Collected data entries
Issue #46, opened 2018-09-11
Consider using JSON Schema


ian-r-rose:
The mobility spec already provides some nice narrative description of the inputs and outputs for the REST API. However, there is still some room for ambiguity, and it would be useful to be able to test providers/agencies against regressions and compliance with the spec.

One commonly-used approach to this problem is to use a [JSON schema](https://json-schema.org). This allows you to describe JSON data structures in a well-typed fashion. This allows for
* validation
* regression testing
* a source of truth for the spec to guard against different interpretations of the narrative.
* Easier tracking of spec versions

For instance, a schema for the response body of the `/deregister-vehicle` might look something like:
```json
{
  "properties": {
    "unique_id": {
      "type": "string"
    },
    "device_id": {
      "type": "string"
    },
    "reason_code": {
      "type": "string",
      "enum": ["rebalancing", "maintenance"]
    }
  },
  "type": "object",
  "additionalProperties": false
}
```
High-quality JSON-schema validators should exist in most web-friendly languages.

thekaveman:
I think this is a great idea.

I will start putting together a PR for `provider` using JSON-schema so we can explore this idea further.

thekaveman:
I started putting something together over here: https://github.com/CityofSantaMonica/mobility-data-specification/blob/json-schema/provider/schema.json

Take a look at let me know if this seems like the right direction. I generated this using some sample data I cooked up and the tool at https://www.jsonschema.net/

ian-r-rose:
@thekaveman that's awesome. Can you open a PR to allow for commenting?

hunterowens:
This would be a breaking change, tagging as a 0.2.0 milestone.

hunterowens:
#53 is merged. closing.

PR #53, opened 2018-09-12
Implementing JSON Schema for Provider

thekaveman:
This is for #46 and more of a test of the idea than fully-baked implementation.

There is plenty of room for improvement:

  - Define the top-level envelope structure once:
    ```json
    {
        "version": "...",
        "data": {},
        "links": {}
    }
    ```
    and re-use it across different parts of the overall MDS schema. 

  - Define the common objects (`route`, `vehicle_type`, `propulsion_type`, etc.) once and reference

  - Reference (existing?) geoJSON schemas if applicable

I'm sure there are others.


provider/schema.json
```diff
@@ -0,0 +1,494 @@
...
+                                "description": "The actual cost, in cents, paid by the customer of the mobility as a service provider",
+                                "default": 0,
+                                "examples": [
+                                    520
+                                ]
+                            }
+                        }
+                    }
+                },
+                "status_changes": {
```
ian-r-rose: My understanding of the narrative description is that the JSON payloads are different between whether they hit the `trips` or `status_changes` endpoints. So having the JSON schema describe both of them at once seems like it is not the right thing. Instead, I would think that there would be a separate schema for each of the endpoints (maybe both deriving from a common base schema?).

Or am I misunderstanding things?

thekaveman: No, it's one of the things I meant to put on my list above... definitely needs to be cleaned up. 

Reading about [combining schemas](https://json-schema.org/understanding-json-schema/reference/combining.html) got me thinking that something along those line might work. Just haven't thought about how to do it yet.

provider/schema.json
```diff
@@ -0,0 +1,494 @@
...
+    ],
+    "properties": {
+        "version": {
+            "$id": "#/properties/version",
+            "type": "string",
+            "title": "The MDS Provider version this data represents",
+            "examples": [
+                "0.1.0"
+            ],
+            "pattern": "^(.*)$"
```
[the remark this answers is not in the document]
thekaveman: Good point, I just left the default there but SemVer is well-defined enough that we could easily tighten it. 

I don't know about hard-coding the `minorVersion` in a pattern like `^0\.1\.[0-9]+$`, but maybe with some kind of generation tool it wouldn't be that big of a deal.

ian-r-rose:
I think CityofSantaMonica/mobility-data-specification#1 is close to ready. @thekaveman and I were uncertain about whether it was best to include some of the tooling (validation + schema generation scripts) in this repo, or an associated one. Also happy to open that PR against this repo to supersede this one.

thekaveman:
@hunterowens I thought this was good for `0.1.x` since it is more of a clarification/expression of the existing spec than a change? I'd like to work from this as I'm building out the ingestion framework if possible (since we didn't have clarification on some field types for example). 

Outstanding concerns to address for this to be ready:

 - [ ] `event_location` is a GeoJSON `Feature` #74 
 - [ ] `timestamps` are float Unix epoch seconds (#87 ) unless anyone has other thoughts?

ian-r-rose:
Also, are you using `dev` to track feature changes, while `master` is the official spec? If so, we should reopen this PR to be against `dev`.

hunterowens:
@ian-r-rose going forward that is the case. I just changed this PR to be against `dev` rather than `master`.

thekaveman:
I'm going to rebase this on `dev`, stand by...

thekaveman:
Ok, I think we still need the schema to address the following: 

 - [ ] the latest clarifications from #94

(I'm going to go through it again and potentially add to this list, feel free to do so anyone else @hunterowens @ian-r-rose)

generate_schema/generate_provider_schema.py
```diff
@@ -0,0 +1,123 @@
...
+
+    1. Only allow GeoJSON Point features.
+    2. Those Point features *must* include a `timestamp` number property.
+    """
+    # Get the canonical Feature schema
+    f = requests.get("http://geojson.org/schema/Feature.json")
+    feature = f.json()
+    # Modify some metadata
+    feature.pop("$schema")
+    feature["$id"] = "#/definitions/FeatureMDS"
```
ian-r-rose: I wonder if we should call these something like `PointFeatureMDS` and `RouteFeatureCollectionMDS`, in order to leave the door open for other kinds of features and feature collections.

thekaveman: Good idea

thekaveman: Changes incoming, just turning it into a bit of a larger refactor for the future proofing

generate_schema/provider/status_changes.json
```diff
@@ -0,0 +1,157 @@
...
+                  "user_drop_off",
+                  "rebalance_drop_off",
+                  "maintenance_drop_off",
+                  "user_pick_up",
+                  "maintenance",
+                  "low_battery",
+                  "service_end",
+                  "rebalance_pick_up",
+                  "maintenance_pick_up"
+                ]
```
hunterowens: Do we need to do anything to link `event_type` and `event_type_reason` 

ie, you can't have a `removed` event with `user_drop_off` as reason.

thekaveman: We [talked about that](https://github.com/CityofSantaMonica/mobility-data-specification/pull/1#discussion_r218934410) over in the original PR but decided to hold off for now. It *may* be possible but it is complex and we need to think on it more.

hunterowens: ok.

[THE TASK]: Each line of the entries above that includes the string "maybe" should be copied out.

[SOLVED EXERCISE]:
ian-r-rose: My understanding of the narrative description is that the JSON payloads are different between whether they hit the `trips` or `status_changes` endpoints. So having the JSON schema describe both of them at once seems like it is not the right thing. Instead, I would think that there would be a separate schema for each of the endpoints (maybe both deriving from a common base schema?).
I don't know about hard-coding the `minorVersion` in a pattern like `^0\.1\.[0-9]+$`, but maybe with some kind of generation tool it wouldn't be that big of a deal.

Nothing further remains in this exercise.